ASCB logo LSE Logo

Learning the Lingo

    Published Online:https://doi.org/10.1187/cbe.08-06-0034

    One of my greatest challenges over the last six years of teaching an undergraduate course in bioinformatics has been finding an appropriate textbook. Although the field of bioinformatics has experienced explosive growth over the last decade, the concomitant increase in available books in this field has failed to produce the right textbook for my course and my students. Each book targets a different audience and applies a different approach to the subject, but the combinatorial diversity results in near misses. To date, bioinformatics books have been aimed at mathematicians, statisticians, computer scientists, molecular biologists, or pharmaceutical and medical researchers. They are pitched at the beginning, middle, or advanced undergraduate level, or to technicians, graduate students, or practicing scientists. Authors take theoretical, abstract, practical, hands-on, and case-based approaches. Topics are focused or comprehensive according to the authors' own experiences and individual opinion of what constitutes bioinformatics. Each book, with its unique combination of target audience, level of difficulty, pedagogical approach and coverage, fills a small niche of the broad computational biology landscape.

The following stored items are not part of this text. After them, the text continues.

PR #254, opened 2024-10-30
Avoid recreating figure and axes with every update

SimonHeybrock:
This save some time in every iteration, improving the update latency and frequency.

The same was previously implemented in `PlotStreamer` using Plopp, but for now we are avoiding that due to performance (most likely since it uses `pcolormesh` instead of `imshow`).

### DIFF
--- a/src/beamlime/applications/handlers.py
+++ b/src/beamlime/applications/handlers.py
@@ -449,7 +449,7 @@ def _plot_1d(
     **kwargs,
 ):
     x = sc.midpoints(da.coords[da.dims[0]]).values
-    ax.errorbar(x, da.values, yerr=np.sqrt(da.variances), fmt='o', **kwargs)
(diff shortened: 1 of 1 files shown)


src/beamlime/applications/handlers.py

    In A Cell Biologist's Guide to Modeling and Bioinformatics, Holmes attempts the admirable but nearly impossible task of introducing not only bioinformatics, but also computational cell biology, in a slim volume aimed at both practicing biologists and undergraduate students. The result is a whirlwind tour of mathematical and computational approaches to biology. The reader is exposed to an incredible range of ideas, some in sufficient depth to be put directly into practice, others just skimming the surface of available databases and tools.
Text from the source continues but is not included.